Among 34 patients (male patients=19; female patients=15), 69 tumours involving 38 eyes (right eye only=16 patients; left eye only=14 patients; and both eyes=four patients) were identified and they formed the basis of the present study (Table 1 ). The mean age at diagnosis was 59 years (range 39–91 years). Most of the patients (71%) had only one tumour, nine patients (26%) had up to 10 tumours, and only one patient had more than 10 tumours. Of the 69 tumours, about one-third (22 of 69) involved the lower eyelid and two-thirds (47 of 69) involved the upper eyelid. The tumours were predominantly (87%) near the eyelid margin and tended to be along the medial (36%) or lateral (32%) aspects (Figure 1). Almost all (97%) tumours were less than 10 mm in size with the vast majority (75%) of them less than 5 mm in maximal diameter. About one-third of all tumors were 1 mm or less in size. The mean tumour size was 4 mm. The tumours appeared as a clear cyst (90%) with brown pigmentation observed in only six tumors (9%). All tumors were excised completely without recurrence.

Table 1 Clinical findings in 34 patients with eccrine hidrocytoma of the eyelid
Figure 1
figure 1

(a) External photograph of eccrine hidrocystoma. Note the gap between the tumour and the eyelid margin. (b) Photomicrograph showing eccrine hidrocystoma. Note absence of papillary projections into the cavity (H&E low power). (c) The lining cuboidal epithelium is double layered and the cells lack decapitation (H&E, high power).


Benign adnexal lesions of the eyelids are much more frequent than the malignant lesions.8, 9 In a series of 864 eyelid lesions that were biopsied, 82% were benign.8 The frequency of eccrine hidrocystoma is not known. In a series of 130 sweat gland lesions of the eyelids seen at Armed Forces Institute of Pathology, Washington, DC, hidrocystoma represented 22% of all cases.10 A clinicopathological series of 55 sweat gland tumours involving the eyelids did not include any cases of eccrine hidrocytoma.7 Our series of 34 patients with eccrine hidrocystoma represents less than 5% of all eyelid biopsies performed during the study period.
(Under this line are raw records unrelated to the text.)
Issue #1037, opened 2022-09-29
RealmList should support subquries


cmelchior:
Currently, `RealmList` does not support queries. This should be added similar to Realm Java.

Note, that queries will only work on lists of objects. So either we add this as a type-safe extension method or directly in the API, but then throw if you call it on list of primitives.

```
public fun <E: RealmObject> RealmList<E>.query(): RealmQuery<E> = TODO()
```

PR #1132, opened 2022-11-16
Add support for querying on RealmLists

rorbech:
Add support for querying `RealmList`s. 

```
/**
 * Query the objects of a list by the `filter` and `arguments`.
 *
 * @param filter the Realm Query Language predicate to append.
 * @param arguments Realm values for the predicate.
 */
public fun <T : BaseRealmObject> RealmList<T>.query(
    filter: String = TRUE_PREDICATE,
    vararg arguments: Any?
): RealmQuery<T>
```
This is added as an extension method as we cannot add the method `fun query(...): RealmQuery<T>` on the `RealmList` interface as `RealmQuery` has an `BaseRealmObject` upper bound which `RealmList` do not. 

TODO:
- [x] Changelog entry
- [x] DynamicRealmObject support
- [x] Exception categorization 

Closes: #1037 
Closes: #1147


CHANGELOG.md
```diff
@@ -5,6 +5,7 @@
 
 ### Enhancements
 * Add support for `Realm.copyFromRealm()`. All RealmObjects, RealmResults, RealmList and RealmSets now also have a `copyFromRealm()` extension method.
+* Add support for querying on RealmList with `RealmList.query(...)`.  (Issue [#1037](https://github.com/realm/realm-kotlin/issues/1037))
```
```suggestion
* Add support for querying on RealmLists containing objects with `RealmList.query(...)`.  (Issue [#1037](https://github.com/realm/realm-kotlin/issues/1037))
```

packages/library-base/src/commonMain/kotlin/io/realm/kotlin/ext/RealmListExt.kt
```diff
@@ -42,3 +47,22 @@ public inline fun <reified T : TypedRealmObject> RealmList<T>.copyFromRealm(dept
...
+ * Query the objects of a list by the `filter` and `arguments`.
+ *
+ * @param filter the Realm Query Language predicate to append.
+ * @param arguments Realm values for the predicate.
+ */
+// Added as an extension method as we cannot add the method `fun query(...): RealmQuery<T>` to the
+// `RealmList` interface as `RealmQuery` has an `BaseRealmObject` upper bound which `RealmList` do
+// not.
+public fun <T : BaseRealmObject> RealmList<T>.query(
+    filter: String = TRUE_PREDICATE,
```
cmelchior, line 61: It is called `query` in our other API's

packages/library-base/src/commonMain/kotlin/io/realm/kotlin/ext/RealmListExt.kt
```diff
@@ -42,3 +47,22 @@ public inline fun <reified T : TypedRealmObject> RealmList<T>.copyFromRealm(dept
...
         ?: throw IllegalArgumentException("This RealmList is unmanaged. Only managed lists can be copied.")
 }
+
+/**
+ * Query the objects of a list by the `filter` and `arguments`.
+ *
+ * @param filter the Realm Query Language predicate to append.
+ * @param arguments Realm values for the predicate.
+ */
+// Added as an extension method as we cannot add the method `fun query(...): RealmQuery<T>` to the
```
cmelchior, line 57: Nitpick... I would move this inside the method...only because it is a little annoying this comment separate the public Dokka from the public interface definition

packages/library-base/src/commonMain/kotlin/io/realm/kotlin/internal/Converters.kt
```diff
@@ -292,7 +292,7 @@ internal inline fun realmObjectToRealmValueWithImport(
 
 // Returns a converter fixed to convert objects of the given type in the context of the given mediator/realm
 internal fun <T> converter(
-    clazz: KClass<*>,
+    clazz: KClass<T & Any>,
```
cmelchior, line 295: Hmm, not sure I understand this change?

packages/library-base/src/commonMain/kotlin/io/realm/kotlin/internal/InternalTypedRealm.kt
```diff
@@ -36,7 +36,7 @@ internal interface InternalTypedRealm : TypedRealm {
 
     override fun <T : BaseRealmObject> query(clazz: KClass<T>, query: String, vararg args: Any?): RealmQuery<T> {
         val className = configuration.mediator.companionOf(clazz).`io_realm_kotlin_className`
-        return ObjectQuery(realmReference, realmReference.schemaMetadata.getOrThrow(className).classKey, clazz, configuration.mediator, null, query, *args)
+        return ObjectQuery(realmReference, realmReference.schemaMetadata.getOrThrow(className).classKey, clazz, configuration.mediator, query, args)
```
cmelchior, line 39: Nice change...having to remember the vararg across the entire internal API was pretty errorprone

packages/library-base/src/commonMain/kotlin/io/realm/kotlin/query/RealmQuery.kt
```diff
@@ -23,6 +23,8 @@ import io.realm.kotlin.types.RealmList
 import kotlinx.coroutines.flow.Flow
 import kotlin.reflect.KClass
 
+public const val TRUE_PREDICATE: String = "TRUEPREDICATE"
```
cmelchior, line 26: Nitpick, should we rename this to `ALWAYS_TRUE` to better signal what it does? I always found `true_predicate` pretty hard to reason about...but not a big deal.

cmelchior: As a public property this should also have documentation

packages/test-base/src/androidAndroidTest/kotlin/io/realm/kotlin/test/shared/RealmListTests.kt
```diff
@@ -411,6 +414,97 @@ class RealmListTests {
...
+            delete(instance)
+            assertFailsWithMessage<IllegalStateException>("Access to invalidated Collection") {
+                objectListField.query()
+            }
+        }
+        Unit
+    }
+
+    @Test
+    fun query_throwsOnClosedList() = runBlocking {
```
cmelchior, line 497: There seem to be a test missing showing that the flow complete if you delete the object containing the list while the flow is running.

cmelchior (commented):
Nice, only had minor comments. I am a bit concerned that CI has a StackOverflow when building, but nothing in the PR caused any alarm to me..maybe something about the query changes 🤔

packages/library-base/src/commonMain/kotlin/io/realm/kotlin/internal/Converters.kt
rorbech: The converter's `T` can be a nullable type e.g. `converter<String?>` but `KClass` has an upper bound of `Any` (which is not nullable), so this is a way of getting the always non-null part of `T`. With this change we are able to connect the `clazz` with other type references which wasn't possible before https://kotlinlang.org/docs/whatsnew17.html#stable-definitely-non-nullable-types

rorbech:
> I am a bit concerned that CI has a StackOverflow when building, but nothing in the PR caused any alarm to me..maybe something about the query changes 🤔

The `StackOverflow` is just gradle that doesn't report the errors correctly. The actual build error was just some build error from making the `queryPointer` private. Thought the `@Supress("invisible...")` didn't care. Making it `internal` again fixed it ... at least locally

packages/library-base/src/commonMain/kotlin/io/realm/kotlin/ext/RealmListExt.kt
rorbech: Seem like we use them both somehow spread across the SDK 🤪 ... maybe `predicate` that would also align well with 
```
const val ALWAYS_TRUE: String = "TRUE_PREDICATE"
```
?

packages/library-base/src/commonMain/kotlin/io/realm/kotlin/internal/RealmObjectHelper.kt
```diff
@@ -153,45 +153,59 @@ internal object RealmObjectHelper {
...
+                ) as ListOperator<R>
+            }
         }
     }
 
     internal inline fun <reified R : Any> getSet(
         obj: RealmObjectReference<out BaseRealmObject>,
         propertyName: String
-    ): ManagedRealmSet<Any?> {
+    ): ManagedRealmSet<R?> {
```
edualonso, line 208: Does this comment https://github.com/realm/realm-kotlin/blob/324a4f69ea272b96d6337c888e079e57a0ee9c54/packages/library-base/src/commonMain/kotlin/io/realm/kotlin/internal/RealmObjectHelper.kt#L68 not apply anymore? I haven't been able to use generics on native in the `realm_value_t` pull request.

packages/plugin-compiler/src/test/kotlin/io/realm/kotlin/compiler/GenerationExtensionTest.kt
```diff
@@ -89,7 +89,7 @@ class GenerationExtensionTest {
         fun assertGeneratedIR() {
             val outputFile = File("${outputDir()}/main/01_AFTER.ValidateIrBeforeLowering.ir")
             stripInputPath(outputFile, fileMap)
-            val expected = File("${expectedDir()}/00_ValidateIrBeforeLowering.ir").readText()
+            val expected = File("${expectedDir()}/01_AFTER.ValidateIrBeforeLowering.ir").readText()
```
edualonso, line 92: What has changed here?

edualonso (commented):
Looks nifty with the new nullable types. I guess it will take a few iterations before we internalise the concept.

packages/library-base/src/commonMain/kotlin/io/realm/kotlin/internal/RealmObjectHelper.kt
rorbech: The comment is really old, so I just thought I would try to use generics properly the places that I had to touch. It seems to work for most of it, but haven't gone through all the cases relevant to this comment, so didn't remove the comment just yet.

packages/plugin-compiler/src/test/kotlin/io/realm/kotlin/compiler/GenerationExtensionTest.kt
rorbech: The output file generated from the compiler was changed a while ago. This just renames the `expected` files to the same name that the compiler generates

packages/library-base/src/commonMain/kotlin/io/realm/kotlin/ext/RealmListExt.kt
rorbech: Agreed that we would keep `filter` as we already use that in various places and `query` is annoying as it is shadowing the method name.

packages/library-base/src/commonMain/kotlin/io/realm/kotlin/ext/RealmListExt.kt
rorbech: It absolutely doesn't fit inside the method, so moved it above the docs ... 🤷 ... is that better?

rorbech:
@cmelchior The missing tests showed quite some issues with our flow, so probably sane with another round. Also discovered this dangling [PR](https://github.com/realm/realm-kotlin/pull/1061/files) with part of the same functionality but didn't deem the tests of all the aggregates essential for this PR. Is this really needed?

packages/test-base/src/androidAndroidTest/kotlin/io/realm/kotlin/test/shared/notifications/RealmNotificationsTests.kt
```diff
@@ -211,4 +218,56 @@ class RealmNotificationsTests : NotificationTests {
             c.close()
         }
     }
+
+    // Will crash if we the collecting context doesn't follow up on processing notifications
+    // https://github.com/realm/realm-kotlin/issues/1147
+    @Ignore
```
cmelchior, line 224: Could we enable this test and just capture the crash instead?

cmelchior (commented):
Still trying to wrap my head around the buffer tests, but otherwise this looks really great 👍

packages/test-base/src/androidAndroidTest/kotlin/io/realm/kotlin/test/shared/RealmListTests.kt
```diff
@@ -411,6 +423,202 @@ class RealmListTests {
...
+                .onEach { (old, current) ->
+                    assertTrue { old == -1 || current - old == 1 }
+                }
+                // Close gracefully when reaching 100
+                .takeWhile { (_, current) -> current < 100 }
+            withTimeout(10.seconds) {
+                flow.collect { (_, _) ->
+                    delay(30.milliseconds)
+                }
+            }
```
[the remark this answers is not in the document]
rorbech: The `runBlocking` won't return before all coroutines exits, so will only if `collect` or `withTimeout` returns, so either we are done reaching 100 elements or we fail due to the timeout. Shouldn't that be sufficient?

packages/test-base/src/androidAndroidTest/kotlin/io/realm/kotlin/test/shared/RealmListTests.kt
```diff
@@ -411,6 +423,202 @@ class RealmListTests {
...
+                    current to new
+                }
+                // Keep on going until we skip ids
+                .takeWhile { (old, current) ->
+                    old == -1 || current - old == 1
+                }
+            withTimeout(10.seconds) {
+                flow.collect { (_, current) ->
+                    // Assert that we haven't reached the last event
+                    assertTrue { current != 100 }
```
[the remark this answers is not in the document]
rorbech: Yes, but I don't really have any good alternatives. I am all open for input 😅

packages/test-base/src/androidAndroidTest/kotlin/io/realm/kotlin/test/shared/notifications/RealmNotificationsTests.kt
rorbech: No, because the `throw` isn't propagated to the recipient side so it is actually crashing the app. It should probably be propagated through `channel.close(exception)` instead to be signalled correctly, but need to experiment a bit with buffer control before I have a good feeling on the best way to handle backpressure without ruin our internal logic on events.

rorbech: I have tried to rework the way we report if we cannot deliver events on the notification flow and reworked the `ObjectBoundRealmResults` so that it doesn't fuse any external backpressure strategy and drops the internal events that we are heavily dependent on. Now failure to send events will close the flow with the exception issued in https://github.com/realm/realm-kotlin/pull/1132/files#diff-f05a939e8f402867f4467d8cabb245e48c8ebd28f3c5f92b752dab8122aa866dR142

clementetb (commented):
Looking good! Great that you spotted these issues with Bound queries 🫣

packages/test-base/src/androidAndroidTest/kotlin/io/realm/kotlin/test/shared/RealmListTests.kt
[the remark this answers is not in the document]
rorbech: The `withTimeout` only throws if the `async` is actually `await`ed 🤔  ... so added an `await()` to guard finalizing the test. Maybe that also addresses your concern.

packages/library-base/src/commonMain/kotlin/io/realm/kotlin/query/RealmQuery.kt
```diff
@@ -23,6 +23,11 @@ import io.realm.kotlin.types.RealmList
 import kotlinx.coroutines.flow.Flow
 import kotlin.reflect.KClass
 
+/**
+ * A query filter string that will select all objects.
+ */
+public const val ALWAYS_TRUE: String = "TRUEPREDICATE"
```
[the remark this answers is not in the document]
cmelchior: After discussing it we ended up on 

```
TRUE_PREDICATE
```

packages/library-base/src/commonMain/kotlin/io/realm/kotlin/internal/RealmListInternal.kt
```diff
@@ -179,6 +185,35 @@ internal class ManagedRealmList<E>(
...
+            parent,
+            ObjectQuery(
+                operator.realmReference,
+                operator.classKey,
+                operator.clazz,
+                operator.mediator,
+                queryPointer,
+            )
+        )
+//    } catch (exception: Throwable) {
```
clementetb, line 209: Whats the use of this comment?

packages/plugin-compiler/src/test/resources/sample/input/Sample.kt
```diff
@@ -19,6 +19,9 @@ package sample.input
 import io.realm.kotlin.ext.backlinks
 import io.realm.kotlin.ext.realmListOf
 import io.realm.kotlin.ext.realmSetOf
+import io.realm.kotlin.internal.RealmObjectCompanion
```
clementetb, line 22: Unused imports

clementetb (approved):
Added minor comments, happy once green

packages/library-base/src/commonMain/kotlin/io/realm/kotlin/internal/ObjectBoundRealmResults.kt
```diff
@@ -75,14 +76,27 @@ internal class ObjectBoundRealmResults<E : BaseRealmObject>(
...
+internal fun <T> Flow<T>.bind(reference: RealmObjectReference<out BaseRealmObject>): Flow<T> =
+    channelFlow {
+        // Listen for object deletions
+        reference.asFlow()
+            .map { it is DeletedObject }
+            .onStart { false }
+            .distinctUntilChanged()
+            // Combine object deletion events with the actual result changes
+            .combine(this@bind) { deleted: Boolean, resultsChange: T -> deleted to resultsChange }
+            // We shouldn't use produceIn as that will fuse backpressure strategy to our
```
cmelchior, line 88:
```suggestion
            // We should use produceIn as that will fuse backpressure strategy to our
```

cmelchior (approved):

packages/library-base/src/commonMain/kotlin/io/realm/kotlin/internal/RealmListInternal.kt
rorbech: I discovered that we had the same logic in the `tryCatchCoreException` so used that and forgot to remove it after verifying all the tests 😅

JorisBodin:
Hello,

How come it's still not available in the snapshot?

The accuracy of clinically suspecting a malignant eyelid tumour is reported in the range of 90%.8, 9 However, no such figures are available when evaluating benign eyelid lesions. The differential diagnosis of eccrine hidrocystoma includes other cystic lesions of the eyelid such as follicular derived cysts, epidermal inclusion cyst, haemangioma, lymphangioma, apocrine hidrocystoma, and eccrine acrospiroma. Eccrine hidrocystoma can be differentiated clinically from the apocrine hidrocystoma (cyst of Moll)11 by the location of the tumour in relation to the eyelid margin. In contrast to apocrine hidrocystoma, the eccrine hidrocystoma does not involve the eyelid margin. This is due to the fact that the eccrine sweat glands are distributed throughout the eyelid skin and are not confined to the eyelid margin unlike the apocrine glands. In addition, the apocrine hidrocystoma tend to have bluish colour with yellow apical deposits.12

Our observations indicate that a typical eccrine hidrocystoma of the eyelid manifests in an adult as a solitary clear cystic lesion although cases with simultaneous bilateral involvement have also been reported.13 The tumour is usually located along the medial or lateral aspect of the eyelid. The eccrine hidrocystoma characteristically occurs close to but does not involve the eyelid margin. It is rare for eccrine hidrocystoma of the eyelid to be larger than 10 mm and on average they measure 4 mm in the largest dimension. These set of findings should help in the clinical recognition of eccrine hidrocystoma.